Steven Spielberg nahm sich der mehreren hundert Storyboard-Zeichnungen an, die der Konzeptkünstler Chris Baker für Kubrick angefertigt hatte. Auf diesen baute er sein Drehbuch auf, für das er nach dem Tod Kubricks im April 1999 und nicht zuletzt durch Ehefrau Christiane Kubrick freie Hand erhielt. So ist aus „A.I.“ ein Stanley Kubrick Film im Gewand eines publikumsliebenden Steven Spielberg Looks entstanden. Eine Kombination, die gleichermaßen abstoßend wie anziehend sein kann. Im Zentrum liegt eindeutig ein gewöhnungsbedürftig ungewöhnlicher Romantizismus, den beide Regisseure beherrschen und der hier fast bis auf die Spitze getrieben wird. Momente, die unter die Haut gehen, gibt es zuhauf. David wird stets in warmes Licht getaucht und ist in Großaufnahme zu sehen: Er wird von der Kamera „vermenschlicht“, der Zuschauer geht eine Bindung mit ihm ein. Jungstar Haley Joel Osment verkörpert hier perfekt den Roboterjungen David, der sich auf die Suche nach Erlösung durch Menschwerdung begibt. Erinnerungen an „E.T.“ werden geweckt.

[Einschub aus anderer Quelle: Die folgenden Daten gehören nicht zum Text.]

Issue #636, opened 2023-02-01
Add module-specific readme files and enhance CLI command to include standalone plugin readme files


felixarntz:
## Feature Description

Follow up to #635: Since we're going to publish modules as individual plugins, we will need to have `readme.txt` files for them. While this is required for the plugins anyway, it is also a great way for us to provide an overview for each individual module in the GitHub repository.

Dann gibt es aber auch die Kubrick-Einflüsse. Das düstere Flash Fair beispielsweise, perfekt ausgestattet und optisch ausgeleuchtet. Hier werden schrottreife Roboter zerstückelt wie in einer Gladiatorenarena. Oder das Sündenbabel Rouge City, einer Vergnügungsmeile, ähnlich der in Ridley Scotts „Blade Runner“. Dieser Film muss beide Regisseure maßgeblich dazu inspiriert haben, der Geschichte eine Orientierung zu geben, in dem durch die Menschwerdung des Roboterkindes die Suche nur beim Schöpfer enden kann. David wird auf seiner Odyssee ein „Buddy“ zur Seite gestellt, der von Jude Law gekonnt verkörpert wird. Ein Subplot wird hier hinzugefügt, der einen neuen Austausch von Emotionen der Mechas untereinander möglich macht. So potenziert sich der Wille Davids ein Mensch werden zu wollen im Spiegel des Buddys Gigolo Joe. Das Ende löst zweifelsfrei zwiespältige Gefühle aus: Doch kennt man sich ein wenig bei Stanley Kubricks Filmen aus, wird auch hier die formale Logik deutlich: Der Anfang wird wieder aufgenommen. David ist aus dem Koma erwacht. Das Mutter-Sohn-Verhältnis ist umgedreht worden. David weiß alles und hält seine Mutter fest. Ein innerer Abschluss ohne Beseitigung einer Offenheit. Beide Regisseure steuern das Projekt A.I. in einen sicheren Hafen der Ungewissheit. Beide mit ihren so erfolgsversprechenden Mitteln. Ein Film, der reichlich Diskussionsstoff bietet und sich nahtlos einreiht in die Reihe der Science-Fiction Meisterwerke a la Tarkowskys „Solaris“ (1972), Scotts „Blade Runner“ (1982) oder eben Kubricks „2001 – Odyssee im Weltraum“ (1969).





Betörend, subversiv und mehr als nur Unterhaltungs-Fassade…. ist diese Zusammenarbeit von Kubrick/Spielberg allemal.
Polarisierend, da geb ich Euch recht, aber für mich irgendwie auch verdammt aufrüttelnd. Ein guter, trotz einiger logischer Fehler unter die Haut gehender Film.